Overview & Clinical Significance

The DoBetter 2024 bundle addresses a cluster of interconnected themes that define sophisticated clinical practice: the role of rule-governed behavior in shaping clinician conduct, the science of intrinsic motivation and how it applies to both clients and practitioners, the relational quality of service delivery, and the instructional program design principles that distinguish effective ABA from rote procedure application. Each module challenges BCBAs to examine their own behavior as practitioners—not just their clients' behavior—as a legitimate target of clinical analysis.

Rule-governed behavior is particularly significant here because much of BCBA practice is governed by rules: the Ethics Code, supervision requirements, agency policies, insurance mandates, and research-derived guidelines. Understanding when rule-governed behavior produces rigid, ineffective responding—and when contingency-shaped behavior produces more adaptive clinical flexibility—is a competency that most BCBA training programs address insufficiently.
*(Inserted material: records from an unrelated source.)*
PR #313, opened 2024-09-02
feat: implement nut-06 time

prusnak:
implements https://github.com/cashubtc/nuts/issues/138

### DIFF
--- a/crates/cdk-sqlite/src/wallet/mod.rs
+++ b/crates/cdk-sqlite/src/wallet/mod.rs
@@ -92,6 +92,7 @@ impl WalletDatabase for WalletSqliteDatabase {
             nuts,
             mint_icon_url,
             motd,
+            time,
         ) = match mint_info {
             Some(mint_info) => {
                 let MintInfo {
@@ -104,6 +105,7 @@ impl WalletDatabase for WalletSqliteDatabase {
                     nuts,
                     mint_icon_url,
                     motd,
+                    time,
                 } = mint_info;
 
                 (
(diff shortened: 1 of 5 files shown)


prusnak:
> not sure if this is the most idiomatic way how to implement this, advice welcome

I tried different approach in https://github.com/cashubtc/cdk/pull/313

crates/cdk-sqlite/src/wallet/mod.rs
```diff
@@ -104,6 +104,7 @@ impl WalletDatabase for WalletSqliteDatabase {
                     nuts,
                     mint_icon_url,
                     motd,
+                    time: _,
```
thesimplekid, line 107: I think we should save the time here as it serves as an indication of when the `MintInfo` was last fetched.

crates/cdk-sqlite/src/wallet/mod.rs
```diff
@@ -781,6 +783,7 @@ fn sqlite_row_to_mint_info(row: &SqliteRow) -> Result<MintInfo, Error> {
             .unwrap_or_default(),
         mint_icon_url,
         motd,
+        time: Some(unix_time()),
```
thesimplekid, line 786: Adding it here won't tell us what the unix time the Mint last told us it was it will tell us what the unix time currently is for the wallet.

prusnak: addressed in 347b8a19caf955f87174e3b389e3069794875078

crates/cdk-sqlite/src/wallet/mod.rs
prusnak: addressed in 347b8a19caf955f87174e3b389e3069794875078

thesimplekid (approved):
ACK 347b8a19caf955f87174e3b389e3069794875078

Great thank you.

PR #314, opened 2024-09-02
feat: implement nut-06 time (alternative 2)

prusnak:
alternative approach to https://github.com/cashubtc/cdk/pull/313

not sure if this is the most idiomatic way how to implement this, advice welcome

### DIFF
--- a/crates/cdk/src/nuts/nut06.rs
+++ b/crates/cdk/src/nuts/nut06.rs
@@ -2,6 +2,8 @@
 //!
 //! <https://github.com/cashubtc/nuts/blob/main/06.md>
 
+use std::time::{SystemTime, UNIX_EPOCH};
+
 use serde::{Deserialize, Deserializer, Serialize, Serializer};
 
 use super::nut01::PublicKey;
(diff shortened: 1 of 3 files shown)


crates/cdk/src/nuts/nut06.rs
```diff
@@ -79,6 +81,20 @@ pub struct MintInfo {
...
+
+fn serialize_time<S>(_: &Option<u64>, serializer: S) -> Result<S::Ok, S::Error>
+where
+    S: Serializer,
+{
+    let epoch = SystemTime::now()
+        .duration_since(UNIX_EPOCH)
+        .unwrap()
+        .as_secs();
+    serializer.serialize_u64(epoch)
```
thesimplekid, line 97: I don't think we should use a serialization function to change or add data only to serialize existing data. So I actually prefer your first approach.

crates/cdk/src/nuts/nut06.rs
```diff
@@ -170,6 +186,16 @@ impl MintInfo {
...
+
+    /// Get time
+    pub fn time(&self) -> Option<u64> {
+        Some(
+            SystemTime::now()
+                .duration_since(UNIX_EPOCH)
+                .unwrap()
+                .as_secs(),
+        )
+    }
```
thesimplekid, line 198: We have this function in the util module we should be able to import it and reuse it here


https://github.com/cashubtc/cdk/blob/1cd80deaca28a63094931020bd90a26d9300998d/crates/cdk/src/util/mod.rs#L25

prusnak:
closing in favor of https://github.com/cashubtc/cdk/pull/313

Issue #322, opened 2024-09-04
Check these are all same len


thesimplekid:
https://github.com/cashubtc/cdk/blob/eb0ba7da43802d6de2206c749e613518dc918934/crates/cdk/src/dhke.rs#L100-L102

PR #326, opened 2024-09-05
return error in construct_proofs if arguments are not the same length

prusnak:
fixes https://github.com/cashubtc/cdk/issues/322


thesimplekid (approved):
Thank you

Lewon & Domjan (2026) proposed a modern view of Pavlovian conditioning in ABA that integrates contemporary learning theory with applied practice, a contribution directly relevant to how BCBAs understand the full conditioning history behind client behavior—and their own.

The clinical significance of examining the behavior of the implementer—the BCBA's own behavior in session—is that it directly affects treatment fidelity, therapeutic alliance, and the quality of learning opportunities the client receives. Self-analysis at this level is not intuitive and requires structured tools, which this bundle provides.

Background & Context

The behavior analytic study of rule-governed behavior has a rich theoretical history, beginning with Skinner's distinction between contingency-shaped and rule-governed responding. The clinical relevance is substantial: practitioners who follow rules without understanding their functional basis may apply procedures incorrectly in novel situations, fail to adapt when a client's behavior doesn't match the expected script, or maintain practices that are no longer supported by current data because the rule has not been updated.
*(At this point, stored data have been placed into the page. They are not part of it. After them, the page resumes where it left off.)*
PR #337, opened 2024-09-09
NUT-04 Mint Quote Description

lollerfirst:


thesimplekid (commented):
Thanks left a few comments.

crates/cdk/src/nuts/nut04.rs
```diff
@@ -214,6 +214,8 @@ pub struct MintMethodSettings {
     /// Max Amount
     #[serde(skip_serializing_if = "Option::is_none")]
     pub max_amount: Option<Amount>,
+    /// Quote Description
+    pub quote_description: bool,
```
prusnak, line 218: Shouldn't this field be just called `description`?

The example here just shows `"description": true` - https://github.com/cashubtc/nuts/blob/main/04.md#settings

crates/cdk/src/nuts/nut04.rs
```diff
@@ -254,6 +256,7 @@ impl Default for Settings {
             unit: CurrencyUnit::Sat,
             min_amount: Some(Amount::from(1)),
             max_amount: Some(Amount::from(1000000)),
+            quote_description: true,
```
prusnak, line 259: Maybe we could return here the following depending on whether the backend supports descriptions?

``` rust
quote_description: ln.get_settings().invoice_description
```

Of course, we would need to get the value here, the code above is just a pseudo-code.

thesimplekid: We won't be able to do that here in `default()` so I think the default should be `false` and then [here](https://github.com/cashubtc/cdk/blob/0367e0cd4ee043a2d96f8db82de94c36737fb794/crates/cdk-mintd/src/main.rs#L153-L154) when setting `MintMethofSettings` for each backend in `mintd` we shouldn't use the default but actually set it based on what the backend supports.

crates/cdk-integration-tests/src/lib.rs
```diff
@@ -185,7 +185,7 @@ pub async fn mint_proofs(
     let wallet_client = HttpClient::new();
 
     let mint_quote = wallet_client
-        .post_mint_quote(mint_url.parse()?, 1.into(), CurrencyUnit::Sat)
+        .post_mint_quote(mint_url.parse()?, 1.into(), CurrencyUnit::Sat, None)
```
prusnak, line 188: should we maybe try to pass description here if it is supported by the mint?

crates/cdk/src/wallet/mod.rs
```diff
@@ -510,7 +510,7 @@ impl Wallet {
         let unit = self.unit;
         let quote_res = self
             .client
-            .post_mint_quote(mint_url.clone().try_into()?, amount, unit)
+            .post_mint_quote(mint_url.clone().try_into()?, amount, unit, None)
```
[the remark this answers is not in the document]
lollerfirst: Do we let the wallet fail the mint request if the user specifies a description and the backend does not support it or do we check before by calling the info endpoint?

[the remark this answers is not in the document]
thesimplekid: The wallet should check that its supported. We should already to be able to get this from the wallet database by calling [`get_mint`](https://github.com/cashubtc/cdk/blob/5b954d25fde1d6e6842c7b25b72819c0ea88ef84/crates/cdk-sqlite/src/wallet/mod.rs#L169) that will return the [`MIntInfo`](https://github.com/cashubtc/cdk/blob/0367e0cd4ee043a2d96f8db82de94c36737fb794/crates/cdk/src/nuts/nut06.rs#L55) then on that nuts `mint_info.nuts.nut04.description`

crates/cdk/src/nuts/nut04.rs
lollerfirst: Shouldn't the default be `true` as this is the case for the vast majority of backends?

thesimplekid: I think false since even if a backend can support it the mint operator may not want to and it should be explicitly enabled.

thesimplekid:
Sorry about the conflicts. If you rebase onto main it shouldn't be too bad all the ones with conflicts should just be deleted except `crates/cdk-integration-tests/tests/mint.rs` and I think that should just be as is on `main`

crates/cdk/src/wallet/mod.rs
```diff
@@ -500,17 +497,34 @@ impl Wallet {
...
+        // If we have a description, we check that the mint supports it.
+        if description.is_some() {
+            let mint_method_settings = self.localstore
+                .get_mint(mint_url.clone())
+                .await?
+                .expect("Could not retrieve mint information")
+                .nuts
+                .nut04
+                .get_settings(&unit, &PaymentMethod::Bolt11)
+                .expect("Could not find mint unit and method");
```
thesimplekid, line 518: Can we remove the expect here and return an error `Error::UnitUnsupported` expect will panic like unwrap does so it should be avoided, unless it checked in someway so we know it won't panic.

crates/cdk-integration-tests/tests/mint.rs
thesimplekid, line 1: I looks like this is the old mint.rs file. It should be the one currently on main

lollerfirst: good now?

crates/cdk-integration-tests/tests/mint.rs
```diff
@@ -367,4 +367,4 @@ async fn test_mint_enforce_fee() -> Result<()> {
     let _ = mint.process_swap_request(swap_request).await?;
 
     Ok(())
-}
+}
```
prusnak, line 370: missing newline at end of file

crates/cdk/src/cdk_lightning/mod.rs
```diff
@@ -121,16 +121,18 @@ pub struct PaymentQuoteResponse {
 }
 
 /// Ln backend settings
-#[derive(Debug, Clone, Copy, Hash, PartialEq, Eq, Serialize, Deserialize)]
```
prusnak, line 124: why drop `Copy`?

thesimplekid: Mint and Melt settings have `PaymentMethod` which one variant is a custom string so it can't be `copy` but I think we can remove the custom or make it a static str and should be able to add copy back. Could make that its own pr or add it here I don't mind.

thesimplekid, line 124: > @prusnak I think i accidental delete your comment about removing copy. My response was showing up twice and i tried to delete the duplicate and deleted your comment as well I guess. 

Mint and Melt settings have `PaymentMethod` has one variant that is a custom string so it can't be copy but I think we can remove the custom or make it a static str and should be able to add copy back. Could make that its own pr or add it here I don't mind.

prusnak: No, it was me who deleted the comment. I figured out why the copy was removed, so I deleted it. I had no idea, you'd react so quickly :-)

What you write wrt `PaymentMethod` makes sense.

crates/cdk-cli/src/sub_commands/mint.rs
```diff
@@ -22,6 +22,9 @@ pub struct MintSubCommand {
     /// Currency unit e.g. sat
     #[arg(default_value = "sat")]
     unit: String,
+    /// Quote description
+    #[arg(default_value = None)]
```
thesimplekid, line 26: T
```suggestion
 #[serde(skip_serializing_if = "Option::is_none")]
```

Default None is implicit we can replace it with skip if none.

crates/cdk/src/wallet/mod.rs
lollerfirst: I tried using the `match` construct like you showed in the code style guide, but it wouldn't let me. So i used `if let`.

crates/cdk/src/wallet/mod.rs
```diff
@@ -500,17 +497,35 @@ impl Wallet {
...
+                .nuts
+                .nut04
+                .get_settings(&unit, &PaymentMethod::Bolt11) {
+                if !mint_method_settings.description {
+                    return Err(Error::InvoiceDescriptionUnsupported);
+                }
+            } else {
+                return Err(Error::UnitUnsupported);
+            }
+        }
```
thesimplekid, line 524:
```suggestion
        // If we have a description, we check that the mint supports it.
        if description.is_some() {
            let mint_method_settings = self
                .localstore
                .get_mint(mint_url.clone())
                .await?
                .ok_or(Error::IncorrectMint)?
                .nuts
                .nut04
                .get_settings(&unit, &PaymentMethod::Bolt11)
                .ok_or(Error::UnsupportedUnit)?;

            if !mint_method_settings.description {
                return Err(Error::InvoiceDescriptionUnsupported);
            }
        }

```

We can do it without the match in this case since the error should just be bubbled up.

lollerfirst: Oh wow ok 😅

prusnak:
these two changes need to be applied to fix failures in the CI:

``` patch
diff --git a/bindings/cdk-js/src/wallet.rs b/bindings/cdk-js/src/wallet.rs
index 3c91f71..5b65556 100644
--- a/bindings/cdk-js/src/wallet.rs
+++ b/bindings/cdk-js/src/wallet.rs
@@ -89,7 +89,7 @@ impl JsWallet {
     pub async fn mint_quote(&mut self, amount: u64) -> Result<JsMintQuote> {
         let quote = self
             .inner
-            .mint_quote(amount.into())
+            .mint_quote(amount.into(), None)
             .await
             .map_err(into_err)?;
 
diff --git a/crates/cdk-cli/src/sub_commands/mint.rs b/crates/cdk-cli/src/sub_commands/mint.rs
index ac87ec1..46ce6a2 100644
--- a/crates/cdk-cli/src/sub_commands/mint.rs
+++ b/crates/cdk-cli/src/sub_commands/mint.rs
@@ -11,9 +11,10 @@ use cdk::wallet::multi_mint_wallet::WalletKey;
 use cdk::wallet::{MultiMintWallet, Wallet};
 use cdk::Amount;
 use clap::Args;
+use serde::{Deserialize, Serialize};
 use tokio::time::sleep;
 
-#[derive(Args)]
+#[derive(Args, Serialize, Deserialize)]
 pub struct MintSubCommand {
     /// Mint url
     mint_url: MintUrl,
```

lollerfirst:
Don't we want the JS binding also use the description?

prusnak (approved):

prusnak:
I think we can also remove (now unused) `MintMeltSettings` from `crates/cdk/src/cdk_lightning/mod.rs`

thesimplekid:
> I think we can also remove (now unused) MintMeltSettings from crates/cdk/src/cdk_lightning/mod.rs

Yes, don't believe there is any need for it now.

prusnak (approved):
LGTM f4a0652

thesimplekid (approved):
ACK f4a0652d240ea3f061b11c1b5c6aa9c7ab194e55

LGTM. Thanks for this

crates/cdk/src/cdk_lightning/mod.rs
thesimplekid: https://github.com/cashubtc/cdk/pull/347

Regaço et al. (2025) examined the relationship between naming, stimulus equivalence, and relational frame theory, arguing that these accounts are complementary rather than competing—a finding with implications for clinical language: the rules BCBAs articulate, the equivalences they establish between concepts and procedures, and the relational frames they use to explain behavior all shape the quality of clinical reasoning.
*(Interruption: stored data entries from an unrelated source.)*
PR #340, opened 2024-09-10
Return amount and fee_paid for Melted response

davidcaseria:
This allows a `Wallet` to determine the total amount paid during a melt.


thesimplekid (approved):
LGTM

PR #347, opened 2024-09-14
Payment method

thesimplekid:


crates/cdk/src/nuts/nut05.rs
```diff
@@ -242,7 +242,7 @@ impl From<MeltQuoteBolt11Response> for MeltBolt11Response {
 }
 
 /// Melt Method Settings
-#[derive(Debug, Default, Clone, PartialEq, Eq, Hash, Serialize, Deserialize)]
+#[derive(Debug, Default, Clone, Copy, PartialEq, Eq, Hash, Serialize, Deserialize)]
```
prusnak, line 245: we should add `Copy` to `MintMethodSettings` in `crates/cdk/src/nuts/nut04.rs` and then do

BCBAs who can only recite rules without understanding their relational basis are less equipped to adapt to clinical complexity.

The concept of intrinsic motivation in ABA is sometimes treated as an import from humanistic or self-determination theory frameworks. This bundle situates it within behavioral science: intrinsic motivation maps onto strong reinforcement histories for certain classes of activities, approach behaviors maintained by the properties of the activity itself rather than extrinsic reinforcement.

Cao et al. (2026) proposed a multidimensional framework for behavioral persistence that distinguishes effort, endurance, and sequence stability as separable dimensions of maintained behavior—a model with direct clinical implications for understanding why clients persist in some tasks and not others.

Clinical Implications

The clinical implications of rule-governed behavior analysis for BCBAs begin with self-assessment. A BCBA who can identify which of their clinical behaviors are contingency-shaped (responsive to actual data) and which are rule-governed (maintained by verbal instructions regardless of feedback) is better positioned to update their practice when data indicate a procedure is not working.

Pursuing intrinsic motivation—for the client and the BCBA—requires understanding what makes certain activities inherently reinforcing and designing instructional programs that capitalize on those reinforcers rather than fighting against them. Cao et al.

(2026) found that effort, endurance, and sequence stability are dissociable dimensions of behavioral persistence—meaning that a client who can persist through effortful tasks may still fail on tasks requiring sustained temporal endurance, and program design must address each dimension independently.

The relational quality of ABA service delivery is addressed directly in the bundle through the concept of connected relationships. Brown et al.

(2025) found that language repertoire quality influences how well clients distinguish between complex schedule demands, suggesting that the quality of the instructional relationship—including the clarity and consistency of the BCBA's language—is itself a clinical variable. Creating connected relationships means attending to the social reinforcement context of therapy, not just the technical implementation of procedures.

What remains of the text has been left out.